Reliable image matching is a vital step in many photogrammetric processes. Most image matching methods are based on the local feature algorithms because of their robustness to significant geometric and radiometric differences. A local feature is generally defined as a distinct structure with properties differing from its immediate neighbourhood. Generally, local-feature-based image matching methods consist of three main steps, including feature detection, feature description and feature correspondence. In the feature detection step, distinctive structures are extracted from images. In the feature description step, extracted features are represented with descriptors to characterize them. Finally in the correspondence step, the extracted features from two images are matched using particular similarity measures.
n this paper, an automatic image matching approach based on the affine invariant features is proposed for wide-baseline images with significant viewpoint differences. The proposed approach consists of three main steps. In the first step, well-known Hessian-affine feature detector is used to extract local affine invariant features in the image pair. In Hessian-affine detector a multi-scale representation and an iterative affine shape adaption are used to deal with significant viewpoint differences including large scale changes. To improve the Hessian-affine detector capability, an advanced strategy based on the well-known UR-SIFT (uniform robust scale invariant feature transform) algorithm is applied to extract effective, robust, reliable, and uniformly distributed elliptical local features. For this purpose, a selection strategy based on the stability and distinctiveness constraints is used in the full distribution of the location and the scale.

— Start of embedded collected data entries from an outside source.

PR #762, opened 2023-01-02
Add benchmarks to MemorySegmentVsBits

minborg:
This PR proposes the addition of some benchmarks, for example using a LonBuffer and a VarHandle.

### DIFF
--- a/test/micro/org/openjdk/bench/java/lang/foreign/MemorySegmentVsBits.java
+++ b/test/micro/org/openjdk/bench/java/lang/foreign/MemorySegmentVsBits.java
@@ -38,10 +38,12 @@ import org.openjdk.jmh.annotations.TearDown;
 import org.openjdk.jmh.annotations.Warmup;
 
 import java.lang.foreign.Arena;
-import java.lang.foreign.MemoryLayout;
 import java.lang.foreign.MemorySegment;
 import java.lang.foreign.ValueLayout;
-import java.nio.ByteOrder;
+import java.lang.invoke.MethodHandles;
+import java.lang.invoke.VarHandle;
+import java.nio.ByteBuffer;
+import java.nio.LongBuffer;
 import java.util.concurrent.ThreadLocalRandom;
 import java.util.concurrent.TimeUnit;
 
@@ -62,12 +64,17 @@ import static java.nio.ByteOrder.LITTLE_ENDIAN;
 @Fork(value = 3, jvmArgsAppend = {"--enable-native-access=ALL-UNNAMED", "--enable-preview"})
 public class MemorySegmentVsBits {
 
+    public static final VarHandle LONG_ARRAY_VH = MethodHandles.byteArrayViewVarHandle(long[].class, LITTLE_ENDIAN);
+
     Arena arena = Arena.openConfined();
 
     @Param({"1", "2", "16", "64", "256"})
     public int size;
     private long[] longs;
     private byte[] bytes;
+
+    private ByteBuffer byteBuffer;
+    private LongBuffer longBuffer;
     private MemorySegment segment;
     private MemorySegment nativeSegment;
 
@@ -79,6 +86,8 @@ public class MemorySegmentVsBits {
     public void setup() {
         longs = ThreadLocalRandom.current().longs(size).toArray();
         bytes = new byte[size * Long.BYTES];
+        byteBuffer = ByteBuffer.wrap(bytes);
+        longBuffer = byteBuffer.asLongBuffer();
         segment = MemorySegment.ofArray(bytes);
         nativeSegment = arena.allocate(size * Long.BYTES);
     }
@@ -92,6 +101,25 @@ public class MemorySegmentVsBits {
     public void bitsEquivalent() {
         for (int i = 0; i < size; i++) {
             putLong(bytes, i * Long.BYTES, longs[i]);
+        }
+    }
+    @Benchmark
+    public void byteVarHandle() {
+        for (int i = 0; i < size; i++) {
+            LONG_ARRAY_VH.set(bytes, i * Long.BYTES, longs[i]);
+        }
+    }
+    @Benchmark
+    public void byteBuffer() {
+        for (int i = 0; i < size; i++) {
+            byteBuffer.putLong(i * Long.BYTES, longs[i]);
+        }
+    }
+
+    @Benchmark
+    public void longBuffer() {
+        for (int i = 0; i < size; i++) {
+            longBuffer.put(i, longs[i]);
         }
     }
 
@@ -126,17 +154,6 @@ public class MemorySegmentVsBits {
         b[off + 2] = (byte) (val >>> 40);
         b[off + 1] = (byte) (val >>> 48);
         b[off] = (byte) (val >>> 56);
-    }
-
-    static long getLong(byte[] b, int off) {
-        return ((b[off + 7] & 0xFFL)) +
-                ((b[off + 6] & 0xFFL) << 8) +
-                ((b[off + 5] & 0xFFL) << 16) +
-                ((b[off + 4] & 0xFFL) << 24) +
-                ((b[off + 3] & 0xFFL) << 32) +
-                ((b[off + 2] & 0xFFL) << 40) +
-                ((b[off + 1] & 0xFFL) << 48) +
-                (((long) b[off]) << 56);
     }
 
 }


uschindler:
Thanks cool. When you have results, just show them. I am interested!

minborg:
Here are the results when run on a MacBook Pro (16-inch, 2021) M1 Max and macOS 12.6.1:

```
Benchmark                                  (size)  Mode  Cnt    Score   Error  Units
MemorySegmentVsBits.bitsEquivalent              1  avgt   30    2.618 ? 0.023  ns/op
MemorySegmentVsBits.bitsEquivalent              2  avgt   30    3.595 ? 0.014  ns/op
MemorySegmentVsBits.bitsEquivalent             16  avgt   30   20.005 ? 0.092  ns/op
MemorySegmentVsBits.bitsEquivalent             64  avgt   30   81.832 ? 0.467  ns/op
MemorySegmentVsBits.bitsEquivalent            256  avgt   30  323.792 ? 5.287  ns/op

MemorySegmentVsBits.byteBuffer                  1  avgt   30    2.505 ? 0.011  ns/op
MemorySegmentVsBits.byteBuffer                  2  avgt   30    3.042 ? 0.025  ns/op
MemorySegmentVsBits.byteBuffer                 16  avgt   30    7.035 ? 0.026  ns/op
MemorySegmentVsBits.byteBuffer                 64  avgt   30   16.773 ? 0.084  ns/op
MemorySegmentVsBits.byteBuffer                256  avgt   30   51.042 ? 0.347  ns/op

MemorySegmentVsBits.byteVarHandle               1  avgt   30    1.950 ? 0.022  ns/op
MemorySegmentVsBits.byteVarHandle               2  avgt   30    2.289 ? 0.013  ns/op
MemorySegmentVsBits.byteVarHandle              16  avgt   30    5.767 ? 0.345  ns/op
MemorySegmentVsBits.byteVarHandle              64  avgt   30   12.427 ? 0.138  ns/op
MemorySegmentVsBits.byteVarHandle             256  avgt   30   27.093 ? 0.129  ns/op

MemorySegmentVsBits.longBuffer                  1  avgt   30    2.252 ? 0.018  ns/op
MemorySegmentVsBits.longBuffer                  2  avgt   30    2.633 ? 0.023  ns/op
MemorySegmentVsBits.longBuffer                 16  avgt   30    5.637 ? 0.359  ns/op
MemorySegmentVsBits.longBuffer                 64  avgt   30   10.917 ? 0.044  ns/op
MemorySegmentVsBits.longBuffer                256  avgt   30   27.627 ? 0.115  ns/op

MemorySegmentVsBits.panamaHeap                  1  avgt   30    3.464 ? 0.014  ns/op
MemorySegmentVsBits.panamaHeap                  2  avgt   30    4.554 ? 0.028  ns/op
MemorySegmentVsBits.panamaHeap                 16  avgt   30    6.963 ? 0.033  ns/op
MemorySegmentVsBits.panamaHeap                 64  avgt   30   16.057 ? 0.082  ns/op
MemorySegmentVsBits.panamaHeap                256  avgt   30   44.275 ? 0.406  ns/op

MemorySegmentVsBits.panamaNative                1  avgt   30    3.495 ? 0.044  ns/op
MemorySegmentVsBits.panamaNative                2  avgt   30    4.523 ? 0.042  ns/op
MemorySegmentVsBits.panamaNative               16  avgt   30    6.997 ? 0.025  ns/op
MemorySegmentVsBits.panamaNative               64  avgt   30   17.223 ? 0.109  ns/op
MemorySegmentVsBits.panamaNative              256  avgt   30   31.506 ? 0.149  ns/op

MemorySegmentVsBits.panamaNativeUnaligned       1  avgt   30    3.255 ? 0.019  ns/op
MemorySegmentVsBits.panamaNativeUnaligned       2  avgt   30    4.302 ? 0.018  ns/op
MemorySegmentVsBits.panamaNativeUnaligned      16  avgt   30    6.965 ? 0.046  ns/op
MemorySegmentVsBits.panamaNativeUnaligned      64  avgt   30   17.216 ? 0.086  ns/op
MemorySegmentVsBits.panamaNativeUnaligned     256  avgt   30   31.223 ? 0.130  ns/op
```

minborg:
I've run some benchmarks on Linux and Windows too and in particular, Linux seams to benefit from using `VarHandle` access:


image

uschindler (approved):

test/micro/org/openjdk/bench/java/lang/foreign/MemorySegmentVsBits.java
```diff
@@ -94,6 +103,25 @@ public void bitsEquivalent() {
             putLong(bytes, i * Long.BYTES, longs[i]);
         }
     }
+    @Benchmark
+    public void byteVarHandle() {
+        for (int i = 0; i < size; i++) {
+            LONG_ARRAY_VH.set(bytes, i * Long.BYTES, longs[i]);
```
mcimadamore, line 109: Is this offset multiplication correct? e.g. I would assume that var handles created with `byteArrayView` would take a logical index?

mcimadamore (commented):
Looks good. It seems like the memory segment implementation breaks even at size = 16?
On top of my head I can't explain why the plain var handle (`byteVarHandle`) is so much faster than anything else. 1but perhaps the benchmark is flawed there?

test/micro/org/openjdk/bench/java/lang/foreign/MemorySegmentVsBits.java
mcimadamore: Nevermind - that seems to be correct - it's equivalent to `ByteBuffer.getLong`

mcimadamore: Might be worth trying this benchmark with the VM flag: `-Djava.lang.invoke.VarHandle.VAR_HANDLE_GUARDS=false`, to see if VH guards are contributing to a major speedup here.

mcimadamore (approved):

uschindler:
> Looks good. It seems like the memory segment implementation breaks even at size = 16? On top of my head I can't explain why the plain var handle (`byteVarHandle`) is so much faster than anything else. 1but perhaps the benchmark is flawed there?

That's good! We use it everywhere in Lucene when getting long/int/short out of byte arrays :-) But I agree, the access for memory segments should be as fast as basically it is also just a VarHandle. Maybe the guards are indeed the problem.

I think, to replace `java.nio.Bits` in the JDK I would use the plain simple VarHandle instead of wrapping they bytes with a MemorySegment or a ByteBuffer. I could provide a simple PR for the JDK that changes the NIO Bits methods by delgating to the mentioned VarHandle :-). But that's unrelated to Panama, I know :-)

minborg:
> > Looks good. It seems like the memory segment implementation breaks even at size = 16? On top of my head I can't explain why the plain var handle (`byteVarHandle`) is so much faster than anything else. 1but perhaps the benchmark is flawed there?
> 
> That's good! We use it everywhere in Lucene when getting long/int/short out of byte arrays :-) But I agree, the access for memory segments should be as fast as basically it is also just a VarHandle. Maybe the guards are indeed the problem.
> 
> I think, to replace `java.nio.Bits` in the JDK I would use the plain simple VarHandle instead of wrapping they bytes with a MemorySegment or a ByteBuffer. I could provide a simple PR for the JDK that changes the NIO Bits methods by delgating to the mentioned VarHandle :-). But that's unrelated to Panama, I know :-)

I have a solution in the making of this but it would be great if you could review it @uschindler

uschindler:
B ythe way, the comment in the benchmark is wrong. The methods are in `java.io.Bits` not `java.nio.Bits`.

test/micro/org/openjdk/bench/java/lang/foreign/MemorySegmentVsBits.java
uschindler: > Is this offset multiplication correct? e.g. I would assume that var handles created with `byteArrayView` would take a logical index?

No the coordinate of those handles is always raw byte offset. It is a bit confusing in the documentation as it also tells you about unaligned accesses.

https://docs.oracle.com/en/java/javase/19/docs/api/java.base/java/lang/invoke/MethodHandles.html#byteArrayViewVarHandle(java.lang.Class,java.nio.ByteOrder) says:

"Produces a VarHandle giving access to elements of a byte[] array viewed as if it were a different primitive array type, such as int[] or long[]. The VarHandle's variable type is the component type of viewArrayClass and the list of coordinate types is (byte[], int), **where the int coordinate type corresponds to an argument that is an index into a byte[] array. The returned VarHandle accesses bytes at an index in a byte[] array, composing bytes to or from a value of the component type of viewArrayClass according to the given endianness.**"

PaulSandoz:
> Looks good. It seems like the memory segment implementation breaks even at size = 16? On top of my head I can't explain why the plain var handle (`byteVarHandle`) is so much faster than anything else. 1but perhaps the benchmark is flawed there?

I think we need to look at the generated assembler code to get some more clues as to why.

Paul.

mcimadamore:
> > Looks good. It seems like the memory segment implementation breaks even at size = 16? On top of my head I can't explain why the plain var handle (`byteVarHandle`) is so much faster than anything else. 1but perhaps the benchmark is flawed there?
> 
> I think we need to look at the generated assembler code to get some more clues as to why.
> 
> Paul.

Did some analysis - on my machine I see evident signs of vectorization in the byte var handle benchmark. Vectorization doesn't seem to be there in other cases (and the resulting code is also much bigger).

E.g. memory segment loop:

```
0x00007f9598837d80:   mov    %ebx,%r8d
  0x00007f9598837d83:   movslq %r8d,%r10
  0x00007f9598837d86:   add    (%rsp),%r10
  0x00007f9598837d8a:   mov    0x48(%r9,%r10,8),%r11
  0x00007f9598837d8f:   mov    0x40(%r9,%r10,8),%rcx
  0x00007f9598837d94:   mov    0x38(%r9,%r10,8),%rbx
  0x00007f9598837d99:   mov    0x30(%r9,%r10,8),%rdx
  0x00007f9598837d9e:   mov    0x28(%r9,%r10,8),%rsi
  0x00007f9598837da3:   mov    0x20(%r9,%r10,8),%rax
  0x00007f9598837da8:   mov    0x18(%r9,%r10,8),%rbp
  0x00007f9598837dad:   mov    0x10(%r9,%r10,8),%r13
  0x00007f9598837db2:   lea    0x0(,%r8,8),%r10d
  0x00007f9598837dba:   movslq %r10d,%r10
  0x00007f9598837dbd:   mov    %rdi,%r14
  0x00007f9598837dc0:   add    %r10,%r14
  0x00007f9598837dc3:   mov    %r13,(%r14)
  0x00007f9598837dc6:   mov    %rbp,0x8(%r14)
  0x00007f9598837dca:   mov    %rax,0x10(%r14)
  0x00007f9598837dce:   mov    %rsi,0x18(%r14)
  0x00007f9598837dd2:   mov    %rdx,0x20(%r14)
  0x00007f9598837dd6:   mov    %rbx,0x28(%r14)
  0x00007f9598837dda:   mov    %rcx,0x30(%r14)
  0x00007f9598837dde:   mov    %r11,0x38(%r14)
  0x00007f9598837de2:   lea    0x8(%r8),%ebx
  0x00007f9598837de6:   cmp    0x14(%rsp),%ebx
  0x00007f9598837dea:   jl     0x00007f9598837d80
  ```
  
  Byte var handle loop:
  
  ```
  0x00007f19a8837930:   vmovdqu 0x70(%rax,%r8,8),%ymm0
  0x00007f19a8837937:   vmovdqu 0x50(%rax,%r8,8),%ymm1
  0x00007f19a883793e:   vmovdqu 0x10(%rax,%r8,8),%ymm2
  0x00007f19a8837945:   vmovdqu 0x30(%rax,%r8,8),%ymm3
  0x00007f19a883794c:   lea    0x0(,%r8,8),%ebx
  0x00007f19a8837954:   movslq %ebx,%rbx
  0x00007f19a8837957:   vmovdqu %ymm2,0x10(%rsi,%rbx,1)
  0x00007f19a883795d:   vmovdqu %ymm3,0x30(%rsi,%rbx,1)
  0x00007f19a8837963:   vmovdqu %ymm1,0x50(%rsi,%rbx,1)
  0x00007f19a8837969:   vmovdqu %ymm0,0x70(%rsi,%rbx,1)
  0x00007f19a883796f:   add    $0x10,%r8d
  0x00007f19a8837973:   cmp    %edi,%r8d
  0x00007f19a8837976:   jl     0x00007f19a8837930
  ```

**Comment by PaulSandoz** [comment]
> All checks are hoisted out of the hot loop - so in principle the segment code should vectorize as well?

The addressing modes of loads from the long array and stores to the underlying memory are slightly different, but connected via the loop variable. I wonder if additional layers involved with memory segments means C2 is loosing that information, which makes the auto-vectorizer bail out.

**Comment by mcimadamore** [comment]
> > All checks are hoisted out of the hot loop - so in principle the segment code should vectorize as well?
> 
> The addressing modes of loads from the long array and stores to the underlying memory are slightly different, but connected via the loop variable. I wonder if additional layers involved with memory segments means C2 is loosing that information, which makes the auto-vectorizer bail out.

I thought of that - but not sure why the buffer benchmark is also slow - heap buffers are implemented using array access aren't they?

**Comment by mcimadamore** [comment]
> > > All checks are hoisted out of the hot loop - so in principle the segment code should vectorize as well?
> > 
> > 
> > The addressing modes of loads from the long array and stores to the underlying memory are slightly different, but connected via the loop variable. I wonder if additional layers involved with memory segments means C2 is loosing that information, which makes the auto-vectorizer bail out.
> 
> I thought of that - but not sure why the buffer benchmark is also slow - heap buffers are implemented using array access aren't they?

Nevermind - in both ByteBuffer and LongBuffer cases, access should occur with Unsafe::getLongUnaligned. Which makes the difference even more puzzling (since the former seems slower than the latter).

**Comment by uschindler** [comment]
> All checks are hoisted out of the hot loop - so in principle the segment code should vectorize as well?

Hah, this may be the reason for some code being slower in Lucene under some circumstances. We have many parts which easily vectorize but some code is still faster when done on standard on-heap arrays, but are consistenly slower with segments and ByteBuffer. This is one reason why we sometimes copy stuff from MMapDirectory to heap, although it would be better to do the calculations off-heap, too (especially vector calculations).

**Comment by minborg** [comment]
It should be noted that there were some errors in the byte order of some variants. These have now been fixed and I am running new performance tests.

In the second step, a distinctive descriptor based on MROGH (Multisupport Region Order-Based Gradient Histogram) method, which is robust to significant geometrical distortions, is generated for each extracted feature. The main idea of the MROGH method is to pool rotation invariant local features based on intensity orders. Instead of assigning a main orientation to each feature, a locally rotation invariant schema is used. For this purpose a rotation invariant coordinate system is used to compute the pixels gradient. To compute descriptor, the pixels in the feature region are partitioned into several groups based on their intensity orders. Then, a specific histogram based on the pixels gradient magnitude and orientation is calculated for each group. Finally, the MROGH descriptor is generated by combining the values of all the gradient histogram from all groups into a single feature vector.
Finally, feature correspondence and blunder detection process is performed using epipolar geometry based on fundamental matrix. The initial matched features that are not consistent with the estimated fundamental matrix are identified as false matches and eliminated. A distance threshold TE = 1 pixel between each feature point and its epipolar line is considered as elimination condition. The experimental results using six close-range images show that the proposed method improves the matching performance compared with several state-of-the-art methods, including the MSER-SIFT, UR-SIFT and A-SIFT, in terms of the number of correct matched features, recall and positional accuracy. Based on the matching results, the proposed integrated method can be easily applied to a variety of photogrammetric and computer vision applications such as relative orientation, bundle adjustment, structure from motion and simultaneous localization and mapping (SLAM).